ABOUT THIS EXERCISE:
Copy exactly, please, each line of the data below until the line that contains "The poll rate" has been copied, beginning at the top.

DATA SUPPLIED:
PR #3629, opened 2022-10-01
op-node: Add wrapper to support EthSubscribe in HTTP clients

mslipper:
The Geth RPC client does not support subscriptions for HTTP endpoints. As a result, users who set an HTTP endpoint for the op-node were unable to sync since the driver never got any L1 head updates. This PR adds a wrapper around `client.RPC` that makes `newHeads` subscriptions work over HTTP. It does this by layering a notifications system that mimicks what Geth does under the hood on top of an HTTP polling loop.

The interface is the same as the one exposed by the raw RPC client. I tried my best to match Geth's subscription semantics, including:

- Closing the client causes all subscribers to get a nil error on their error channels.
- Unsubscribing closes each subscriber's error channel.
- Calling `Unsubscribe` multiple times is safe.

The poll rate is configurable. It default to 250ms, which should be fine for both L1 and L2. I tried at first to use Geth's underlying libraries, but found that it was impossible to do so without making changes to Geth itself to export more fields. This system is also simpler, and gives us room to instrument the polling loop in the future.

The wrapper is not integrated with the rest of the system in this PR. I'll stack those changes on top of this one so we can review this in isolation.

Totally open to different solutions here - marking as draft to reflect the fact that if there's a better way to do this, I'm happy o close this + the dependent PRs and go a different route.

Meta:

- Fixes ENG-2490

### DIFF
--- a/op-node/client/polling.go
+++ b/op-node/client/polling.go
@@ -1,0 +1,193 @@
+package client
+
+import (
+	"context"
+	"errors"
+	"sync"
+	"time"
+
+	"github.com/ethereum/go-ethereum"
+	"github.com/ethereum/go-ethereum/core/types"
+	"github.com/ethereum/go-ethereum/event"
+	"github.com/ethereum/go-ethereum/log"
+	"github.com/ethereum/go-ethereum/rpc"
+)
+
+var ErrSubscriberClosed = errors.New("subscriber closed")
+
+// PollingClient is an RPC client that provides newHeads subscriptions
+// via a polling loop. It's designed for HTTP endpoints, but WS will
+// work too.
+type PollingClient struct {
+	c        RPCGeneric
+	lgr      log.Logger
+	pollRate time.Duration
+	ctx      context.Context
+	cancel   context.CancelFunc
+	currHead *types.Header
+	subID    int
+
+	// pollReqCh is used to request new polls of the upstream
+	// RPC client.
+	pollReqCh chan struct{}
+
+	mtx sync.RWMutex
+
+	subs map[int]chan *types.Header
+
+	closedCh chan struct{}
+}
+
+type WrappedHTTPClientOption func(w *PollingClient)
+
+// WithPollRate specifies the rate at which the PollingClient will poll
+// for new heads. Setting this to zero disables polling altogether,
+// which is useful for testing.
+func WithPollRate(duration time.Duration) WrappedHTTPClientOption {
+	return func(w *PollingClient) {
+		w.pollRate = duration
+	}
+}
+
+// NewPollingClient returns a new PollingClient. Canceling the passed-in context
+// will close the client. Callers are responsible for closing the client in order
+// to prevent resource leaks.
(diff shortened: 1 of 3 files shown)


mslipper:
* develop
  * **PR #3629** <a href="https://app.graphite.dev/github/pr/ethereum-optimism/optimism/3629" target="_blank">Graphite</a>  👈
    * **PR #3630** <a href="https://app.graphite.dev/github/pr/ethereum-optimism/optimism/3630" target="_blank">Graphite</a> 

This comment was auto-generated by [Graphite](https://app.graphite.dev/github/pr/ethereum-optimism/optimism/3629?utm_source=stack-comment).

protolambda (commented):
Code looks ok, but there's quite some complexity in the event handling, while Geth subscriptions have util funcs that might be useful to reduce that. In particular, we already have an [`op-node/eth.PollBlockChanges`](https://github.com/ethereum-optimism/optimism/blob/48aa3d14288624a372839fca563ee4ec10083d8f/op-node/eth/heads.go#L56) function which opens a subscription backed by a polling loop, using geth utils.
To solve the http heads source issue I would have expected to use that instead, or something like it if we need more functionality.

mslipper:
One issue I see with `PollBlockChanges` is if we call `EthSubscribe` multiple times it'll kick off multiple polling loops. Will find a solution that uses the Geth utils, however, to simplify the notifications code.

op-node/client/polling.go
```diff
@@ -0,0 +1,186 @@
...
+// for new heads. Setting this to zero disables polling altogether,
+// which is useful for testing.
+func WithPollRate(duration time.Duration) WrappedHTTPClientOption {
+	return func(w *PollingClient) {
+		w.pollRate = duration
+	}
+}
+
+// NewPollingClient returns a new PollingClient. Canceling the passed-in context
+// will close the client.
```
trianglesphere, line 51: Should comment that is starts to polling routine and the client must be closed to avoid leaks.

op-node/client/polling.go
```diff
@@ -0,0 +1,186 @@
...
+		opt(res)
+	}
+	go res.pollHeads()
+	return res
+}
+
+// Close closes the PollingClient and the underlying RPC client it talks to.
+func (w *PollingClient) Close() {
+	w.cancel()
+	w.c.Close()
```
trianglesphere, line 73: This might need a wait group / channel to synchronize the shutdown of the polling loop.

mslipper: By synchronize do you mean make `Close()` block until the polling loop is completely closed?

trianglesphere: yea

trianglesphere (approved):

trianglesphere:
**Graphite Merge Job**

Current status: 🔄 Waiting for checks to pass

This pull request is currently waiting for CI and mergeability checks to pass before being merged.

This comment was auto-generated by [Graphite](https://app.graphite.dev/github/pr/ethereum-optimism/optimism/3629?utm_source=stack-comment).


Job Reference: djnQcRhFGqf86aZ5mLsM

RESULT:
PR #3629, opened 2022-10-01
op-node: Add wrapper to support EthSubscribe in HTTP clients

mslipper:
The Geth RPC client does not support subscriptions for HTTP endpoints. As a result, users who set an HTTP endpoint for the op-node were unable to sync since the driver never got any L1 head updates. This PR adds a wrapper around `client.RPC` that makes `newHeads` subscriptions work over HTTP. It does this by layering a notifications system that mimicks what Geth does under the hood on top of an HTTP polling loop.

The interface is the same as the one exposed by the raw RPC client. I tried my best to match Geth's subscription semantics, including:

- Closing the client causes all subscribers to get a nil error on their error channels.
- Unsubscribing closes each subscriber's error channel.
- Calling `Unsubscribe` multiple times is safe.

The poll rate is configurable. It default to 250ms, which should be fine for both L1 and L2. I tried at first to use Geth's underlying libraries, but found that it was impossible to do so without making changes to Geth itself to export more fields. This system is also simpler, and gives us room to instrument the polling loop in the future.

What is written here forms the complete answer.